A typical use case of system 13 could be that the user of mobile phone wants to know the temperature sensed by the temperature sensor of IoT device 4. An appropriate app of mobile phone sends a reader data request via the magnetic field 17 generated by reader 2. Receiver module 15 demodulates the reader data and stores them in tag memory 18 of the tag 14. Micro-controller unit 22 processes application code 24 stored in the first non-volatile memory area 23, which application code 24 uses commands stored pre-compiled and pre-loaded in the library of commands 27 in second non-volatile memory area 26 to fulfil the request and read device data (actual temperature) of IoT device 4 using the wired interface 6 and transmit them via wireless interface 5 to the mobile phone. Using the update function of tag 14, a firmware update of the application code 24 may be processed by system integrator of system 13 using computer 15 to e.g. enable to use a different IoT device (e.g. a temperature sensor of a different manufacturer) which stores the actual sensed temperature in a different memory area.

Computer 5 furthermore processes a high-level script editor to enable the system integrator to draft application code 24 including commands of the pre-compiled library stored in the second non-volatile memory 27. Computer 5 is built to convert the high-level script into the binary form of the application code 24 to be stored in the first non-volatile memory area 23. This enables ease of use for the system integrator of system 13.

Micro-controller unit 22 that processes the update function of tag 14 is built to protect the second non-volatile memory area 26 from unauthorized updates or prohibits updates at all. A security code may be defined to enable access to process a firmware update of the pre-compiled library of commands 27 stored in the second non-volatile memory area 26. This increases the security level against hackers. The use of the update function of tag 14 to update application code 24 may as well be protected by a security code.

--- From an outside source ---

PR #927, opened 2024-05-20
Faster ExclusiveTopology construction

KnutAM:
Had this as notes lingering around after seeing #617, nothing urgent or major.
Timings should be verified by someone since this is so heavy on GC it seems to be quite unreliable to time it and profiling changes from run to run...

Tag 14 furthermore may comprise only one physical non-volatile memory to realize the first non-volatile memory area 23 and the second non-volatile memory area 26 or alternative may comprise two separate physical non-volatile memories.

Micro-controller unit 22 of tag 14 furthermore is built to start the processing of the application code 24 based on reader data received from the reader 2 with the receiver module 15. In another embodiment micro-controller unit 22 of tag 14 may be built to continuously process the application code 24 to enable exchange of data and/or energy between the reader 2 and the IOT device 4.

Reader 2 of system 13 is built to generate and process and the tag 14 is built to process the magnetic field 17 in the RF frequency area with a frequency of 13.56 MHz to process Near Field Communication type applications. This enables a broad range of IoT applications.

In another embodiment, the system could, instead of passive tag 14, comprise an active tag that is powered by its own battery.